Problem description:
Return the number of lines below with "order" in them, and nothing else.

Supplied records:
Issue #880, opened 2023-06-29
Improve UX of kw patch-hub


melissawen:
**Description:**

This is the list of things that needs improvement for someone unfamiliar with the tool (maybe we can make it an umbrella)

- [x] Documentation says `COMMAND TO INTERACT WITH THE PUBLIC MAILING LISTS` and state the same in the description. I would prefer something clearer about the limits of this. AFAIK, it only interacts with patches in the public ML, not with every kind of e-mail there: `to interact with patches in public ML`.
- [x] Homogeneous statements for settings options: or everything as an action (verb, i.e.: Register, Save, Select, etc) or everything as a noun.
- [x] `Invalid option` doesn't list `patch-hub` neither `upstream-patch-ui` as possible commands (note: `Invalid options` shows up when you type a unknown command)
- [x] Advise users about where they can find the patch after download it. Maybe the same for bookmarked patches
- [x] The way that Bookmark works in a patch window is a bit confusing. When I check the bookmark checkbox in a patch, I now it's bookmarked, but when I uncheck the checkbox, I was expected it's unbookmarked, but it's not. Currently I need to leave the window, go to the main menu and to the Bookmarked patches management window to do it.

**Type:**

Documentation and UX

**Why:**

Users are not familiar with this kind of tool, hard to predict what is going on. Needs a better explanation of each action.

PR #944, opened 2023-10-25
Improve kw patch hub ux

JGBSouza:
resolve some of the issues mentioned at #880, except for the fourth improvement

### DIFF
--- a/src/ui/patch_hub/patch_hub_core.sh
+++ b/src/ui/patch_hub/patch_hub_core.sh
@@ -193,7 +193,7 @@ function list_patches()
   local ret
 
   if [[ -z "${_target_array_list}" ]]; then
-    create_message_box "${menu_title}" "${fallback_message}"
+    create_message_box 'Error' "${fallback_message}"
     screen_sequence['SHOW_SCREEN']='dashboard'
     return "$?"
   fi
--- a/src/ui/patch_hub/patch_hub_core.sh
+++ b/src/ui/patch_hub/patch_hub_core.sh
@@ -152,9 +152,20 @@ function show_registered_mailing_lists()
   local -a registered_mailing_lists
   local message_box
   local ret
+  local fallback_message
 
   # Load registered mailing lists from config file into array
   IFS=',' read -r -a registered_mailing_lists <<< "${lore_config['lists']}"
+
+  if [[ "${#registered_mailing_lists[@]}" -eq 0 ]]; then
+    fallback_message='kw could not find any registered mailing list.'$'\n'$'\n'
+    fallback_message+='Try to register mailing lists in the menu "Settings" -> '
+    fallback_message+='"Register/Unregister Mailing Lists"'
+
+    create_message_box 'Error' "${fallback_message}"
+    screen_sequence['SHOW_SCREEN']='dashboard'
+    return
+  fi
 
   message_box='Below, you can see the lore.kernel.org mailing lists that you have registered.'$'\n'
   message_box+='Select a mailing list to see the latest patchsets sent to it.'
--- a/documentation/man/features/patch-hub.rst
+++ b/documentation/man/features/patch-hub.rst
@@ -11,7 +11,7 @@ SYNOPSIS
 DESCRIPTION
 ===========
 The `kw patch-hub` feature provides an interface with the public mailing
-lists archived on `https://lore.kernel.org`. The feature can be used to just consult
+lists archived on `https://lore.kernel.org`, focusing on patch series. The feature can be used to just consult
 patch series from a given list, but, as it integrates with other kw features, it
 simplifies the process of reviewing patch series, like:
 
--- a/src/ui/patch_hub/settings.sh
+++ b/src/ui/patch_hub/settings.sh
@@ -14,9 +14,9 @@ function show_settings_screen()
   menu_list_string_array=(
     'Register/Unregister Mailing Lists'
     'Save Patches To'
-    'Kernel Tree Path'
-    'Kernel Tree Target Branch'
-    'Patchsets Per Page'
+    'Edit Kernel Tree Path'
+    'Edit Kernel Tree Target Branch'
+    'Edit Patchsets Per Page'
   )
   create_menu_options 'Settings' '' 'menu_list_string_array' '' '' 'Return'
   ret="$?"


documentation/man/kw.rst
```diff
@@ -76,8 +76,8 @@ dmesg. All the debug options are intended to support remote and local targets.
 
   :ref:`kw-debug<debug-doc>`
 
-COMMAND TO INTERACT WITH THE PUBLIC MAILING LISTS
--------------------------------------------------
+COMMAND TO INTERACT WITH PATCHES IN THE PUBLIC MAILING LISTS
+------------------------------------------------------------
```
rodrigosiqueira, line 80: Squash this commit with the previous one.

src/ui/patch_hub/patch_hub_core.sh
```diff
@@ -159,6 +159,16 @@ function show_registered_mailing_lists()
...
   message_box+='Select a mailing list to see the latest patchsets sent to it.'
 
+  fallback_message='kw could not find any registered mailing list.'$'\n'$'\n'
+  fallback_message+='Try to register mailing lists in the menu "Settings" then ' 
+  fallback_message+='"Register/Unregister Mailing Lists"'
+
+  if [[ "${#registered_mailing_lists[@]}" -eq 0 ]]; then
+      create_message_box 'Error' "${fallback_message}"
+      screen_sequence['SHOW_SCREEN']='dashboard'
+      return "$?"
```
rodrigosiqueira: There is a good chance that `"$?"` is 0, which means success, and from this code, I don't think you intend to return a success code. Am I correct? If so, you probably need to return 22 here or any other error code.

src/ui/patch_hub/patch_hub_core.sh
```diff
@@ -203,7 +203,7 @@ function list_patches()
   local ret
 
   if [[ -z "${_target_array_list}" ]]; then
-    create_message_box "${menu_title}" "${fallback_message}"
+    create_message_box "Error" "${fallback_message}"
```
rodrigosiqueira, line 206: Use single-quotes around `Error`.

rodrigosiqueira (changes requested):
Overall, it looks good; I just left some comments.
@davidbtadokoro is the maintainer of the patch-hub; in this sense, he has the final say about this PR.

src/ui/patch_hub/patch_hub_core.sh
```diff
@@ -159,6 +159,16 @@ function show_registered_mailing_lists()
   message_box='Below, you can see the lore.kernel.org mailing lists that you have registered.'$'\n'
   message_box+='Select a mailing list to see the latest patchsets sent to it.'
 
+  fallback_message='kw could not find any registered mailing list.'$'\n'$'\n'
+  fallback_message+='Try to register mailing lists in the menu "Settings" then ' 
+  fallback_message+='"Register/Unregister Mailing Lists"'
```
davidbtadokoro: As this fallback message will one be used inside the `if` statement block, move these three lines to inside the `if` statemet block.

src/ui/patch_hub/patch_hub_core.sh
```diff
@@ -159,6 +159,16 @@ function show_registered_mailing_lists()
   message_box='Below, you can see the lore.kernel.org mailing lists that you have registered.'$'\n'
   message_box+='Select a mailing list to see the latest patchsets sent to it.'
 
+  fallback_message='kw could not find any registered mailing list.'$'\n'$'\n'
```
davidbtadokoro, line 162: Don't forget to declare this variable at the top of the `show_registered_mailing_lists()` function (below `local message_box`)

src/ui/patch_hub/patch_hub_core.sh
```diff
@@ -159,6 +159,16 @@ function show_registered_mailing_lists()
...
+  fallback_message+='Try to register mailing lists in the menu "Settings" then '
```
davidbtadokoro: Instead of ` then `, I think ` -> ` is a better approach.

src/ui/patch_hub/patch_hub_core.sh
```diff
@@ -159,6 +159,16 @@ function show_registered_mailing_lists()
...
 
+  fallback_message='kw could not find any registered mailing list.'$'\n'$'\n'
+  fallback_message+='Try to register mailing lists in the menu "Settings" then ' 
+  fallback_message+='"Register/Unregister Mailing Lists"'
+
+  if [[ "${#registered_mailing_lists[@]}" -eq 0 ]]; then
+      create_message_box 'Error' "${fallback_message}"
+      screen_sequence['SHOW_SCREEN']='dashboard'
+      return "$?"
+  fi
```
davidbtadokoro: For this whole `if` statement **block**, there are three things you should do:

- **Number 1**:

> There is a good chance that "$?" is 0, which means success, and from this code, I don't think you intend to return a success code. Am I correct? If so, you probably need to return 22 here or any other error code.

Actually, because of the FSM in `patch-hub`, returning a code 22 ends execution. Also, I feel that we can interpret that the "Error" is that there are no lists registered, and that this error is handled inside this `if` statement block, so we don't need to return an error code.

That being said, you should replace `return $?` by a simple `return`, like it is done across the feature for this handled "Errors".

- **Number 2**:

You used an indentation with four spaces in comparison with the `if` statement indentation, so you added one more indentation than needed. In other words,

```
if [[ "${#registered_mailing_lists[@]}" -eq 0 ]]; then
    create_message_box 'Error' "${fallback_message}"
    ...
```

should be

```
if [[ "${#registered_mailing_lists[@]}" -eq 0 ]]; then
  create_message_box 'Error' "${fallback_message}"
  ...
```

- **Number 3**:

Move this whole `if` statement block to between

```
  # Load registered mailing lists from config file into array
  IFS=',' read -r -a registered_mailing_lists <<< "${lore_config['lists']}"
```

and

```
  message_box='Below, you can see the lore.kernel.org mailing lists that you have registered.'$'\n'
  message_box+='Select a mailing list to see the latest patchsets sent to it.'
```

as, at this point, it is already possible to determine if there are no lists registered.

src/ui/patch_hub/patch_hub_core.sh
```diff
@@ -160,13 +160,13 @@ function show_registered_mailing_lists()
...
+  fallback_message+='Try to register mailing lists in the menu "Settings" then '
   fallback_message+='"Register/Unregister Mailing Lists"'
 
   if [[ "${#registered_mailing_lists[@]}" -eq 0 ]]; then
-      create_message_box 'Error' "${fallback_message}"
-      screen_sequence['SHOW_SCREEN']='dashboard'
-      return "$?"
+    create_message_box 'Error' "${fallback_message}"
+    screen_sequence['SHOW_SCREEN']='dashboard'
+    return "$?"
```
davidbtadokoro, line 169: All these changes don't belong here, but in the third commit in the PR (the one where you introduced these lines). I see that you noticed the indentation problem I mentioned in the third commit, but this should be updated there using interactive rebase.

davidbtadokoro (changes requested):
Hi @JBGSouza, and thanks so much for tackling this `patch-hub` related UX issues.

Left some comments, so please try to address them. Don't hesitate to ask me for any doubts about them or anything else.

davidbtadokoro:
Hi @JGBSouza, and thanks for the dedication on updating this PR!

Everything looked legit to me, so I merged it into the unstable branch 👍

PR #499, opened 2023-04-26
Rebalance breaks ltv

pedrovalido:
This PR addresses M-5

The changes made to the RebalancerManager are to prevent the rebalance to change the current ltv. So, a check was added to verify the ltv before and after the rebalance.
 Also, there's a check for redundant calls of rebalance: if the amount of assets passed = 0, then it revertes straight away. It wouldnt make sense to rebalance only debt and it would be impossible to do so and keep the same ltv

### DIFF
--- a/packages/protocol/src/RebalancerManager.sol
+++ b/packages/protocol/src/RebalancerManager.sol
@@ -144,8 +144,8 @@ contract RebalancerManager is IRebalancerManager, SystemAccessControl {
     {
       BorrowingVault bvault = BorrowingVault(payable(address(vault)));
       uint256 maxLtv = bvault.maxLtv();
-      uint8 assetDecimals = IERC20Metadata(bvault.asset()).decimals();
-      uint8 debtDecimals = IERC20Metadata(bvault.debtAsset()).decimals();
+      uint8 assetDecimals = vault.decimals();
+      uint8 debtDecimals = bvault.debtDecimals();
 
       //calculate ltv after rebalance at from
       uint256 assetsFrom = from.getDepositBalance(address(bvault), bvault) - assets;
--- a/packages/protocol/src/RebalancerManager.sol
+++ b/packages/protocol/src/RebalancerManager.sol
@@ -60,15 +60,17 @@ contract RebalancerManager is IRebalancerManager, SystemAccessControl {
       revert RebalancerManager__rebalanceVault_notValidExecutor();
     }
 
-    if (assets == 0) {
-      revert RebalancerManager__rebalanceVault_invalidAmount();
-    }
-
     _checkAssetsAmount(vault, assets, from);
 
     if (vault.debtAsset() == address(0)) {
+      if (assets == 0) {
+        revert RebalancerManager__rebalanceVault_invalidAmount();
+      }
       vault.rebalance(assets, 0, from, to, 0, setToAsActiveProvider);
     } else {
+      if (assets == 0 && debt == 0) {
+        revert RebalancerManager__rebalanceVault_invalidAmount();
+      }
       _checkDebtAmount(vault, debt, from);
       if (!chief.allowedFlasher(address(flasher))) {
         revert RebalancerManager__rebalanceVault_notValidFlasher();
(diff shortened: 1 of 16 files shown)


DaigaroCota (changes requested):

packages/protocol/src/RebalancerManager.sol
```diff
@@ -109,6 +117,22 @@ contract RebalancerManager is IRebalancerManager, SystemAccessControl {
...
   }
 
+  /**
+   * @dev Checks if the rebalance operation will break the current LTV
+   *
+   * @param vault address
+   * @param assets amount to rebalance
+   * @param debt amount to rebalance
+   */
+  function _checkLtvChange(IVault vault, uint256 assets, uint256 debt) internal view {
```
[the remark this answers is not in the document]
pedrovalido: Current check will be changed to check if Fuji vault will have ltv below max ltv in both provider after rebalance.

pedrovalido:
Note to self: check the assets==0 revert check. This might have to be removed due to the current path this fix is taking

packages/protocol/src/RebalancerManager.sol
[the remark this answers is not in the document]
pedrovalido: @DaigaroCota I have implemented the necessary changes. One thing I am not completely sure is the optimization of the changes I made. Can you check if its efficient?

packages/protocol/src/RebalancerManager.sol
```diff
@@ -54,6 +59,11 @@ contract RebalancerManager is IRebalancerManager, SystemAccessControl {
     if (!allowedExecutor[msg.sender]) {
       revert RebalancerManager__rebalanceVault_notValidExecutor();
     }
+
+    if (assets == 0) {
+      revert RebalancerManager__rebalanceVault_invalidAmount();
+    }
+
```
pedrovalido, line 66: Remove this condition. Check necessary changes to be able to rebalance just debt.

pedrovalido: Screenshot 2023-05-05 at 12 28 16
use this as an idea. ps: this is the rebalance function inside the borrowing vault.

All the _executeProviderAction should have this condition

packages/protocol/src/RebalancerManager.sol
```diff
@@ -109,6 +120,50 @@ contract RebalancerManager is IRebalancerManager, SystemAccessControl {
...
+    ILendingProvider from,
+    ILendingProvider to,
+    uint256 assets,
+    uint256 debt
+  )
+    internal
+    view
+  {
+    {
+      // revert RebalancerManager__checkLtvChange_invalidAmount();
```
pedrovalido, line 143: Remove this comment

packages/protocol/test/mocking/vaults/VaultRebalancing.t.sol
```diff
@@ -442,4 +466,27 @@ contract VaultRebalancingUnitTests is MockingSetup, MockRoutines {
...
+
+    bool rebalanceLtv =
+      _utils_checkRebalanceLtv(bvault, mockProviderA, mockProviderB, rebalanceAssets, rebalanceDebt);
+
+    //rebalance
+    try rebalancer.rebalanceVault(
+      bvault, rebalanceAssets, rebalanceDebt, mockProviderA, mockProviderB, flasher, true
+    ) {
+      if (rebalanceLtv) {
+        assert(true);
```
pedrovalido, line 484: change assert to assert(rebalanceLtv)

packages/protocol/src/RebalancerManager.sol
```diff
@@ -109,6 +120,50 @@ contract RebalancerManager is IRebalancerManager, SystemAccessControl {
...
+      BorrowingVault bvault = BorrowingVault(payable(address(vault)));
+      uint256 maxLtv = bvault.maxLtv();
+      uint8 assetDecimals = IERC20Metadata(bvault.asset()).decimals();
+      uint8 debtDecimals = IERC20Metadata(bvault.debtAsset()).decimals();
```
pedrovalido, line 147: Read decimals from bvault

pedrovalido:
All above changes have been addressed. Let me know if it ready to merge @DaigaroCota

PR #508, opened 2023-05-05
M-4 Max function compliance with EIP4626

pedrovalido:
This PR addresses M-4


packages/protocol/src/vaults/borrowing/BorrowingVault.sol
DaigaroCota, line 1: Hey @pedrovalido, in recent merge we introduced more debt-equivalent functions that should also be considered to return zero when paused. This include: `maxPayback`, `maxMintDebt`, and `maxBurnDebt`.
Please include the changes to these too.

DaigaroCota (changes requested):

packages/protocol/src/vaults/borrowing/BorrowingVault.sol
pedrovalido: changes applied :)

PR #513, opened 2023-05-09
From token to currency

### LINKED ISSUE #173: Use Currency instead of Token
- blocks #174 

We may need to refacto `Token -> Currency` in order to support Native assets.
Need to be investigated.

### LINKED ISSUE #174: Borrow: skip allowance for native assets
- blocked by #173

### Context

We are about to support native assets (i.e eth for Ethereum, Matic for polygon...).
If the user wants to borrw with a native assets, then we have to skip the allowance steps.

### Todo

- [ ] If collateral `Token.isNative`, skip allowance button

### Explanations

To check if a token is native, use `Token.isNative` (ez).

ferostabio:
close #173 
close #174


ferostabio:
@NikolaiYurchenko we've been doing some cleanup, in order to continue with that, please create a branch with this as base and move all the `acceptTermsOfUse`, `getOnboardStatus`, `setExploreInfoSkipped` and related functions to the `auth` helper since they don't make any use of the `store`.

brozorec:
Some feedback:

- When I land directly on the manage position, the active vault is always the one on Polygon even though the URL is the address of another one
- I want to mange my WETH/USDC position on Arbitrum and I switch WETH -> ETH, the active vault got changed.
- Similar to the above: I'm on the borrow page and Arbitrum as selected chain. I select from the routes the second vault, then I switch WETH -> ETH and the active vault is changed back to the first one.

While debugging, I came across the logic of how we set when the user has a balance in the active vault. With the new returned type `VaultsWithFinancails`, we have this data so there's no need to fetch it separately. @ferostabio can you have a look, do I miss anything there?

PR #520, opened 2023-05-11
Positions table row providers info

NikolaiYurchenko:


ferostabio:
@NikolaiYurchenko you're showing only one provider instead of all. Tooltip says `In the background, Fuji rebalances between these protocols to provide the best terms.` but there's only one, the active one, when we can move things around. Needs to be like the Markets screen.

ferostabio (approved):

Output of the exercise:
2